Sunday, March 21, 2010

Whole Wheat Sugar Cookies
From Joni Page

1 c sugar
1 tsp baking powder
1/2 tsp salt
1/2 tsp baking soda
1/2 tsp nutmeg
1/4 c soft butter
1/4 c applesauce
2 Tbsp milk
1 Tbsp orange peel
1 tsp vanilla
1 egg
2 c whole wheat flour

Combine all ingredients in given order.  Blend well.  shape into balls and roll in cinnamon sugar.  Bake at 375 for 8 - 10 minutes.
Turkey Hash
From Joni Page

3 - 4 cooked and cubed potatoes
1/2 chopped onion
1 can mixed peas and carrots
1 lb ground turkey
1 can fat free cream of chicken soup
McCormick's Seasoned Salt

Brown ground turkey, onion and seasoned salt until turkey is well done.  Add potatoes, vegetables, and soup.  Mix together.  Put in casserole dish.  Top with cheese  Bake in 350 oven for 30 minutes.
Healthy Macaroni and Cheese
From Shirley Pauole

7 oz (1 1/2 c) dried multigrain or whole grain rotini pasta
1 1/2 c broccoli florets, finely chopped carrots, or green beans, cut in 1/2 inch pieces
1/4 c finely chopped onion
4 tsp olive oil
1 - 6.5 oz pkg light semisoft cheese with garlic and herb
1 2/3 c fat free milk
1 Tbsp flour
1/2 c reduced fat shredded cheddar cheese
2 oz (1/2 c) Asiago, gruyere or Manchego cheese, shredded
1/2 c crumbled whole wheat baguette or panko (Japanese-style bread crumbs)

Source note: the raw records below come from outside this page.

PR #3052, opened 2023-05-09
added regex to ignore in github reader

Vaunorage:
Added simple support for ignoring files and directories based on a regex instead of exact matching to enable more flexibility in ignore files or directories


jerryjliu:
@Vaunorage would you mind submitting this against llama-hub? we're deprecating / not maintaining readers in the core repo https://github.com/emptycrown/llama-hub/pulls

PR #3070, opened 2023-05-09
GPTTreeindex: limit # of active async llm calls, balance chunks per node, remove non-utf8 chars from doc_text

mesa-ai:
suggest two tiny improvement for building GPTTrees, for problems I ran into:

- problem 1: with num_children 10 and 11 nodes on level 1, tree would build root node 1 with 10 childs, root node 2 with 1 child; performs better if balanced: root node 1 and 2 with 5 children each.
- problem 2: when having many chunks, e.g. ingesting whole books, async is important for indexing performance, but hundreds of async llm api calls mean chaos (rate limits, retries, timeouts), so idea: limiting number of active async jobs as possible fix.


jerryjliu (commented):
I think this looks good. would be nice to have a test to verify correctness though..any chance we could add a test here? 

Could take a look at `tests/indices/tree/test_index.py` (where we test construction of the tree index which uses `GPTTreeIndexBuilder`)

mesa-ai:
sure, added the test for node balancing. as for the async job limit, I'm not sure. Looks like you patched out all async calls for testing right now... you want to test that, too? Now sure how to do that without messing with your test setup too much :-)

mesa-ai:
added small fix, mongo db cannot persist chunks that contain invalid characters such as surrogates, which seem to occur in texts that include mathematical formulas.

jerryjliu (approved):

jerryjliu:
@mesa-ai would you be able to help resolve merge conflicts?

logan-markewich:
I'm going to close this for now, since the recent factor to how tree summarize works kind of invalidates the work here

Feel free to open another PR with the async limiting stuff though!

PR #3125, opened 2023-05-09
Fix streaming

Disiok:
### Summary
* Fix streaming support for langchain LLMs

### Details
* previously we rely on `model.stream()`. This is now deprecated (and broken) in langchain, also lack chat model support.
* now we adapt to langchain new callback mechanism by:
  1. running the model predict in separate thread (to avoid blocking)
  2. use a callback handler to pull tokens into a queue
  3. return a generator to allow downstream users to iterate over tokens as they arrive

### Dirty laundry
* we override `__deepcopy__` for our callback handler to avoid being deepcopied in langchain callback manager code
* we silently attach streaming callback handler to the LLM


llama_index/llm_predictor/base.py
```diff
@@ -250,11 +255,21 @@ def stream(self, prompt: Prompt, **prompt_args: Any) -> Tuple[Generator, str]:
...
         formatted_prompt = prompt.format(llm=self._llm, **prompt_args)
-        raw_response_gen = self._llm.stream(formatted_prompt)
-        response_gen = _get_response_gen(raw_response_gen)
+
+        handler = StreamingGeneratorCallbackHandler()
+
+        assert isinstance(self._llm, (BaseLLM, BaseChatModel))
+        self._llm.callbacks = [handler]
+
+        assert isinstance(self._llm, (BaseOpenAI, ChatOpenAI))
```
logan-markewich, line 265: So this means streaming will only work for openai models? In the langchain code, the callback handler should work for any LLM that uses their run manager + on_llm_new_token 🤔

logan-markewich (approved):
Works well enough for me! Minor, but we could also add a page for streaming somewhere in the docs. Otherwise the notebooks are good enough

llama_index/llm_predictor/base.py
```diff
@@ -250,11 +255,21 @@ def stream(self, prompt: Prompt, **prompt_args: Any) -> Tuple[Generator, str]:
...
+        self._llm.streaming = True
```
jerryjliu, line 266: could also just error if _llm.streaming was set to False

llama_index/llm_predictor/base.py
jerryjliu: yeah agreed here, be explicit that streaming only supported for openai llm's atm

jerryjliu (approved):

jerryjliu:
> Works well enough for me! Minor, but we could also add a page for streaming somewhere in the docs. Otherwise the notebooks are good enough

definitely agreed with adding a page here

llama_index/llm_predictor/base.py
Disiok: Revised

llama_index/llm_predictor/base.py
Disiok: revised

PR #3136, opened 2023-05-10
bugfix issue 3135

Ryanglambert:
fixes issue (includes test)

### DIFF
--- a/llama_index/output_parsers/selection.py
+++ b/llama_index/output_parsers/selection.py
@@ -1,8 +1,9 @@
-from dataclasses import dataclass
 import json
+from dataclasses import dataclass
 from typing import Any
 
 from dataclasses_json import DataClassJsonMixin
+
 from llama_index.output_parsers.base import BaseOutputParser, StructuredOutput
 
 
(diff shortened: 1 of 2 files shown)


llama_index/output_parsers/selection.py
```diff
@@ -45,7 +46,15 @@ class Answer(DataClassJsonMixin):
 
 
 class SelectionOutputParser(BaseOutputParser):
+    def _marshal_to_json(self, output: str) -> str:
+        "llm output to json friendly"
```
jerryjliu, line 50: could you make this docstring well-formatted? with three triple quotes on each side

llama_index/output_parsers/selection.py
```diff
@@ -45,7 +46,15 @@ class Answer(DataClassJsonMixin):
...
+        output = output.strip()
+        if output.startswith("Output:"):
```
jerryjliu, line 52: hardcoding this is a bit hacky tbh. can we instead do `find` and `rfind` for a `{`/`[` or `}`/`]` characters respectively? that way you prune out any output before or after the actual json

tests/output_parsers/test_selection.py
```diff
@@ -26,3 +27,19 @@ def test_parse(output_parser: SelectionOutputParser) -> None:
     assert len(parsed.parsed_output) == 2
     assert parsed.parsed_output[0].choice == 1
     assert parsed.parsed_output[0].reason == "just because"
+
+
+def test_bugfix_llm_output_with_string_outside_of_json_issue_3135(
```
jerryjliu, line 32: let's not name this after an issue, and more just test_selection_parse_to_dict or something equivalent

tests/output_parsers/test_selection.py
```diff
@@ -26,3 +27,19 @@ def test_parse(output_parser: SelectionOutputParser) -> None:
...
+    output = """
+    Output:
+    [
+      {
+        "choice": 1,
+        "reason": "Useful for questions that seek to gain a "
+      }
+    ]
+    """
+    output_parser.parse(output)
```
jerryjliu, line 45: can we assert that this matches the expected dict?

Ryanglambert: Thanks for all the feedback!

jerryjliu (approved):

PR #3137, opened 2023-05-10
Fix lint for Redis

Disiok:


Spartee:
Thank you for this @Disiok. you're the best.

In a medium saucepan cook the pasta according to package directions.  Add broccoli, carrots, aor beans during the last 3 minutes of cooking.  Drain pasta mixture.  Return to pan;  keep warm.  Meanwhile, cook onion in 2 tsp of the oil over medium heat for 5 minutes or until tender.  Remove pan from heat.  Add semisoft cheese; stir until cheese is melted and combined.  IN a medium bowl whisk together milk and flour until smooth.  Add all at once to onion mixture.  Cook and stir over medium heat until thickened and bubbly.  Reduce heat to low.  Stir in cheddar and Asiago cheeses until cheese are melted.  Add cooked pasta mixture; stir to coat.  Transfer pasta mixture to a 9x13.  In a small bowl combine baguette crumbles and remaining 2 tsp oil;  sprinkle on pasta mixture.  Bake uncovered 10 - 15 minutes at 425.
Jap Chae
From Susi Capellaris
Adapted from Mary Ostyn's Cookbook Family Feasts for $75 a Week

16 oz Asian vermicelli (sweet potato starc noodles)
1 tub firm/extra firm tofu - sliced and left to dry in between towels or paper towels for 15 minutes (may substitute browned ground beef)
6 - 8 cloves garlic
2 carrots, thinly sliced
2 bunches green onions, sliced
8 - 10 mushrooms, sliced thinly
2 c fresh spinach

1/2 c soy sauce
2 Tbsp sesame oil
2 Tbsp olive oil
2 Tbsp sugar
4 tsp sesame seeds

Combine sauce ingredients and pour over tofu or beef in small casserole dish.  Bake at 350 for 15 minutes.  Cook noodles in boiling salted water until soft, 8 - 10 minutes.  Then add mushrooms and spinach, cook 3 minutes.  Toss vegetables, protein and sauce, and pasta togheter.  May be served cold or hot.  May add any number of fresh veggies.

Monday, March 15, 2010

Lemon Chicken Stirfry

This is a recipe my mom made when we were growing up. I don't really measure a lot, so I'll just estimate and you can change it to suit your tastes.

Lemon Chicken Stirfry
2 cups sliced celery
2 cups thinly sliced carrots
3 cups chopped broccoli
1 boneless, skinless chicken breast, cut into bite size pieces
1/2 cup lemon juice (I usually end up adding more)
1/2 cup water
garlic powder, salt, pepper to taste

Fry chicken with 1 tablespoon margarine in electric skillet (medium heat). Remove from skillet when cooked through. Saute celery with about a tablespoon of margarine in electric skillet while you chop the other vegetables. (My mom added green onions with the celery, but I don't like them.) Add carrots, chicken, broccoli, lemon juice, water, garlic powder, salt, and pepper to celery. Lower heat and simmer, covered, for about 20 minutes, until carrots and broccoli are tender. Stir occasionally while simmering, adding more water/lemon juice and seasonings as needed.
Serve with rice. We use plain white rice, but my mom always served it with chicken flavored rice. Enjoy!